На первую жилую палубу я не вошел, а практически ввалился. Если бы не лифт, который в общем-то рекомендовалось использовать только для перевозки грузов, так точно бы не дохромал. Но я и сам немногим отличался от груза — хромой, окровавленный, клок кожи свисает на щеку, с неподвижной рукой, которую пытался прижимать к груди.
В общем помещении первой палубы как раз собрались все обитатели — и писатель Снегирь, и скрипач Петр, и музыканты — рок-группа и джаз-банда. Все были с бокалами, взбудораженные и словно бы обиженные.
— Нельзя проводить тренировки без предупреждения! — громко возмущался Петр. — А если бы я репетировал? А если бы у меня была в руках скрипка?
— Вот у меня в руках была не скрипка! — рявкнул один из рок-музыкантов. Он был бородатый и с пышной черной шевелюрой.
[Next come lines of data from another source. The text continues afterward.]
PR #485, opened 2021-02-11
Revert "Make the driver aware of all the flags the selected toolchain's `swift-frontend` supports."

artemcm:
Reverts apple/swift-driver#482

Making `SwiftScan` internal instead of private seems to be breaking the ability to build SwiftDriver from SwiftPM PRs.

PR #487, opened 2021-02-12
Workaround a compiler error with SPI public type using `implementationOnly` properties.

artemcm:
Keep `SwiftScan` internal becuase using `@spi public` combined with using an `implementationOnly` property type does not work when building with 5.3 (as SwiftPM self-hosted PR testing does).

Doing this instead of https://github.com/apple/swift-driver/pull/485.


artemcm:
@swift-ci please test

cltnschlosser (approved):

PR #1283, opened 2023-02-07
Add -package-name to driver

elsh:
Add -package-name to driver
Add packageName to ModuleOutputInfo
Add package name validation and diagnostics
If package name is empty or invalid, fall back to module name
Resolves rdar://105119573.

### DIFF
--- a/Sources/SwiftDriver/Driver/Driver.swift
+++ b/Sources/SwiftDriver/Driver/Driver.swift
@@ -243,8 +243,11 @@ public struct Driver {
   /// The debug information to produce.
   @_spi(Testing) public let debugInfo: DebugInfo
 
-  // The information about the module to produce.
+  /// The information about the module to produce.
   @_spi(Testing) public let moduleOutputInfo: ModuleOutputInfo
+
+  /// Name of the package containing a target module or file.
+  @_spi(Testing) public let packageName: String?
 
   /// Info needed to write and maybe read the build record.
   /// Only present when the driver will be writing the record.
@@ -636,6 +639,13 @@ public struct Driver {
 
     // Compute debug information output.
     self.debugInfo = Self.computeDebugInfo(&parsedOptions, diagnosticsEngine: diagnosticEngine)
+
+    // Validate package name; if package name is nil, it will be checked
+    // in the frontend during type check on `package` symbols
+    self.packageName = parsedOptions.getLastArgument(.packageName)?.asSingle
+    if let packageName = packageName, !packageName.sd_isSwiftIdentifier {
+      diagnosticsEngine.emit(.error_bad_package_name(packageName))
+    }
 
     // Determine the module we're building and whether/how the module file itself will be emitted.
     self.moduleOutputInfo = try Self.computeModuleInfo(
--- a/Tests/SwiftDriverTests/SwiftDriverTests.swift
+++ b/Tests/SwiftDriverTests/SwiftDriverTests.swift
@@ -689,6 +689,29 @@ final class SwiftDriverTests: XCTestCase {
     try assertNoDriverDiagnostics(args: "swiftc", "foo-bar.swift")
   }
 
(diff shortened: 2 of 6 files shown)


elsh:
@swift-ci smoke test

artemcm:
@elsh could you please update `Options.swift` with these instructions:
https://github.com/apple/swift-driver#rebuilding-optionsswift ?

This should bring in `-package-name` and any other newly added/modified flags.

artemcm:
Oh and this repo does not have a smoke test, just `@swift-ci test`.

elsh:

Может и собственные волосы, но тогда он их точно красит. — Но в туалет теперь лучше не заходить!
— Я, между прочим, вывихнул палец! — молодой интеллигентный джазмен поднял над головой руку. — Он болит! Как прикажете играть на банджо, когда болит палец?
Вот в этот момент я и вошёл.
Наступила тишина. Джазмен с вывихнутым пальцем побледнел, а по лицу пошли красные пятна. Есть такие люди, которые совсем не переносят вида крови. Я их не виню, я бы тоже хотел таким быть.
— Найдите аптечку, — попросил я. — На каждой палубе есть. Кто-то умеет оказывать первую помощь?
Снегирь энергично замотал головой, Петр часто заморгал, глядя на меня.
— Тебе не первую, а последнюю надо оказывать, дружок, — пробасил другой рок-музыкант, совершенно лысый, но тоже бородатый. В несколько шагов подошёл ко мне. — Я фельдшером когда-то был. Сейчас…
— И отправьте кого-нибудь вниз, на баржу, — сказал я. — Откройте люки и попросите всех подняться…
Бывший фельдшер, не спрашивая разрешения подхватил меня на руки и куда-то понёс. А я даже спорить не стал. Это, оказывается, очень приятно, когда о тебе заботятся.
Пришёл в себя я от колющей боли в руке. Открыл глаза.
Лысый музыкант делал мне инъекцию в сгиб локтя на здоровой руке. От стараний он даже высунул язык и это выглядело смешно.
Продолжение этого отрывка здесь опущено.